Predict dense metric depth directly in one stage.
Provide a faster independent mode and a higher-accuracy plug-in mode that can use an external relative depth predictor.
The key claim is that better radar structure extraction can remove the need for intermediate quasi-dense depth.

Input: RGB camera image.
Input: radar point cloud, typically sparse 3D points projected or associated with the camera frame.
Input metadata: radar-camera calibration and any preprocessing needed to align radar points to the image.
Optional input: initial relative depth map from another depth model for plug-in mode.
Output: dense metric depth map aligned to the input image.
Secondary output: intermediate fused image/radar features useful for inspection but not the primary product.
It does not directly output 3D boxes, tracks, semantics, or freespace probabilities.

Image encoder extracts a multi-scale feature pyramid from the RGB image.
Graph-based radar structure extractor builds node and edge features from radar point relationships.
Pyramid-based radar fusion integrates image and radar features at multiple feature levels.
Radar-centered flash attention restricts cross-modal attention to local radar-centered regions for efficiency.
Decoder produces dense depth from fused features.
Independent mode runs directly from image and radar.
Plug-in mode adds an auxiliary branch for an initial relative depth map and uses TacoDepth to recover metric scale and dense structure.

Evaluated on nuScenes and ZJU-4DRadarCam depth-estimation settings.
The paper follows prior radar-camera depth work with metrics such as MAE and RMSE over depth ranges.
CVPR 2025 abstract reports 12.8% depth-accuracy improvement and 91.8% processing-speed improvement over the previous state of the art.
The paper reports real-time independent-model behavior over 37 fps.
Training uses radar-camera samples with dense or projected depth supervision from range sensors.
Ablations evaluate the graph-based radar structure extractor, pyramid fusion, radar-centered attention, and inference modes.
Evaluation should disclose whether the model is independent or plug-in, because speed and accuracy differ.

Directly targets the runtime bottleneck in radar-camera depth estimation.
Radar gives metric scale and better adverse-weather cues than monocular depth alone.
One-stage fusion reduces failure propagation from bad intermediate quasi-dense depth.
Graph radar features can be more robust to noisy radar returns than coordinate-only MLP features.
Plug-in mode makes the method compatible with modern relative depth predictors.
Dense depth output can support downstream BEV lifting, obstacle reasoning, and range sanity checks.

Sparse radar returns may not cover thin, low-RCS, or laterally moving objects.
Radar multipath can inject incorrect depth near aircraft, metal structures, jet bridges, fences, and terminal glass.
Radar-camera calibration errors create dense depth artifacts because sparse radar anchors are trusted.
A dense depth map can look plausible while missing clearance-critical small objects.
Plug-in mode inherits biases and latency from the external relative depth model.
The paper is road-dataset focused; airport surfaces and large reflective aircraft are out-of-distribution.

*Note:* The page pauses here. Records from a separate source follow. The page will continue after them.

PR #554, opened 2025-01-24
Fix adhoc filters with number fields

iwysiu:
Fixes adhoc filters with number fields

Fixes https://github.com/grafana/grafana/issues/99021

### DIFF
--- a/src/opensearchDatasource.ts
+++ b/src/opensearchDatasource.ts
@@ -194,7 +194,7 @@ export class OpenSearchDatasource
     if (query.hide) {
       return undefined;
     }
-    
+
     let isQuerySuitable = false;
 
     switch (options.type) {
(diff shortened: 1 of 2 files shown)


src/opensearchDatasource.ts
```diff
@@ -1114,9 +1114,10 @@ export class OpenSearchDatasource
 
       const buckets = res.responses[0].aggregations['1'].buckets;
       return _.map(buckets, (bucket) => {
+        const keyString = String(bucket.key);
         return {
-          text: bucket.key_as_string || bucket.key,
-          value: bucket.key,
+          text: bucket.key_as_string || keyString,
+          value: isTagValueQuery ? keyString : bucket.key,
```
iwysiu, line 1120: Technically `MetricFindValue` is supposed to accept numbers as values, but it was logging a console error instead of adding the filter when I tried it, it worked properly when it was a string.

kevinwcyu (approved):

PR #558, opened 2025-01-27
Fix: cast trim edges setting from a string to int

### LINKED ISSUE #544: Trim Edges previously not working in alerts, now no longer works in dashboard panels
**What happened**:
Trim Edges functionality has not been working since v2.16.0 in alerts. The workaround for them is to shift the time from the datetime picker. However, since 2.22.2 it has stopped working in normal visualizations too. Currently, Trim Edges values are not considered and have no effect on a visualization.

The value that is entered to Trim Edges should cut the values from the beginning and end of the values in the panels. (The same behavior as in an Elasticsearch data source.)

1- Create a time series visualization with an OpenSearch data source in a dashboard.
2- Try to enter some values to the Trim Edges input box in the `@timestamp` date histogram aggregation.

This problem previously exists in the alerts but not as critical as exists in visualizations. Every visualization in a Grafana deployment can be affected by this bug.

**Environment**:
- Grafana version: 11.3.2
- OpenSearch version: 2.17.1
- Plugin version: 2.22.2

kevinwcyu:
Trim edges is not working correctly when queries run through the backend flow. There's 2 different issues:

1. The `trimEdges` setting is a string, but is currently getting parsed as an int. This PR casts the setting to an int.
2. The code to delete the data points was skipping data points as it was deleting them so even if the `trimEdges` setting was cast to an int it didn't look like any data points were being trimmed.

Fixes #544 

You can try it out with one of the provisioned data sources. Just set the `Trim Edges` setting to a number that is less than half the total number of data points for the time range you have. With the `Trim Edges` setting, you should see that the number of data points returned is reduced by the 2x the number set for `Trim Edges`. E.g. if there are 11 data points and you set `Trim Edges` to 2, then you should get back 7 data points.

Screenshot 2025-01-27 at 1 18 40 PM

### DIFF
--- a/pkg/opensearch/response_parser.go
+++ b/pkg/opensearch/response_parser.go
@@ -1181,7 +1181,7 @@ func (rp *responseParser) trimDatapoints(frames *data.Frames, target *Query) {
 		return
 	}
 
-	trimEdges, err := histogram.Settings.Get("trimEdges").Int()
+	trimEdges, err := castToInt(histogram.Settings.Get("trimEdges"))
 	if err != nil {
 		return
 	}
@@ -1189,10 +1189,8 @@ func (rp *responseParser) trimDatapoints(frames *data.Frames, target *Query) {
 	for _, f := range *frames {
 		if f.Rows() > trimEdges*2 {
 			for i := 0; i < trimEdges; i++ {
-				f.DeleteRow(i)
-			}
-			for i := f.Rows() - trimEdges; i < f.Rows(); i++ {
-				f.DeleteRow(i)
+				f.DeleteRow(0)
+				f.DeleteRow(f.Rows() - 1)
 			}
 		}
 	}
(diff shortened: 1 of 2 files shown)


pkg/opensearch/response_parser.go
```diff
@@ -1181,18 +1181,16 @@ func (rp *responseParser) trimDatapoints(frames *data.Frames, target *Query) {
...
 		return
 	}
 
 	for _, f := range *frames {
 		if f.Rows() > trimEdges*2 {
 			for i := 0; i < trimEdges; i++ {
-				f.DeleteRow(i)
-			}
-			for i := f.Rows() - trimEdges; i < f.Rows(); i++ {
-				f.DeleteRow(i)
```
kevinwcyu, line 1195: With the previous logic, this series of data points `| 1 | 2 | 3 | 4 | 5 | 6 | 7 | 8 | 9 |` and `Trim Edges` set to 2 would be trimmed to `| 1 | 3 | 5 | 6 | 7 | 9 |`.

With the fixed logic, it would be trimmed to `| 3 | 4 | 5 | 6 | 7 |`.

The updated logic just trims from the beginning and end of the series instead of incrementing an index which ends up skipping data points that should be trimmed and not trimming enough data points from the end of the series.

idastambuk (approved):
🎉

PR #693, opened 2025-07-15
Fix: process percentile metric queries to display values on the frontend

### LINKED ISSUE #587: Explore and dashboards: result of Percentiles/Extended stats are not shown
### What happened?

Columns percentiles and extended stats are not been split in table mode.
Percentiles always show null value, while Extended Stats keep the last value in response

I catch the request inside the logs of OpenSearch and I was able to replay it and get the good result

Image

### What did you expect to happen?

Columns could be split in multiple columns as fields as they contains

### Did this work before?

I don't know.. (but it works fine with elastic datasource)

### How do we reproduce it?

1. Go to Explore metrics
2. Request integer metric with percentiles
3. Group by a field
4. Table display only one column by metric

### Is the bug inside a dashboard panel?

_No response_

### Environment (with versions)?

Grafana: v11.5.2
Browser: Firefox 135.0.1

### Grafana platform?

Docker

### Datasource(s)?

OpenSearch

kevinwcyu:

- Fixes an issue where percentile metric query types were not being processed. `processAggregationDocs` did not have a case for the `percentilesType` type so it was not processing it correctly.
- Fixes an issue where extended stats metric query types only returned 1 value, if multiple were specified in the query (e.g. if you selected `min` and `max`, it would only return `max`. The break statement caused the processing to only process the first extended stat metric.
- Fixes an issue where the extended stats label only returned `Extended Stats` instead of `Extended Stats {stat name}` e.g. if `min` was one of the selected stats it should say `Extended Stats Min` in the label.

Fixes #587 

You can test this by:
1. Build the data source
2. `yarn server`
3. [Add sample data](https://github.com/grafana/opensearch-datasource/blob/main/CONTRIBUTING.md#add-sample-data)
4. Run the queries below using the default provisioned data source

Query
---
query

Result
---
table

Explore
---
explore

### DIFF
--- a/pkg/opensearch/response_parser.go
+++ b/pkg/opensearch/response_parser.go
@@ -1122,8 +1122,20 @@ func (rp *responseParser) processAggregationDocs(esAgg *simplejson.Json, aggDef 
 						value = castToFloat(bucket.GetPath(metric.ID, statName))
 					}
 
-					fields = addMetricValue(fields, rp.getMetricName(metric.Type), value)
-					break
+					fieldName := fmt.Sprintf("%v %v", rp.getMetricName(metric.Type), rp.getMetricName(statName))
+					fields = addMetricValue(fields, fieldName, value)
+				}
+			case percentilesType:
+				percentiles := bucket.GetPath(metric.ID, "values")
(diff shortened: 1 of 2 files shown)


idastambuk (approved):
👏🏻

Good fit as an efficient metric-depth prior for camera-heavy airside perception.
Especially useful under rain, fog, spray, low sun, and night floodlights where camera depth alone degrades.
Can improve camera-to-BEV lifting for occupancy or detection heads without using LiDAR at runtime.
Should not be the only clearance source near aircraft skin, wings, engines, cones, chocks, or tow bars.
Requires radar-specific validation around large metallic aircraft and service-equipment multipath.
Best early role is a depth channel fused with LiDAR/radar tracks and conservative geometric exclusion zones.

Preserve radar-camera extrinsics and timestamp alignment; projected radar errors become dense depth errors.
Keep radar preprocessing deterministic, including filtering, Doppler compensation, and point confidence thresholds.
Validate independent and plug-in modes separately under the same latency budget.
Benchmark with the target radar model, because point density and noise structure are hardware-specific.
Inspect depth errors by material, range, weather, and lighting rather than only aggregate RMSE.
Add guardrails so downstream BEV lifting does not overtrust dense depth in radar-empty regions.
If used for occupancy, combine TacoDepth with explicit freespace/occupancy supervision instead of treating depth as occupancy.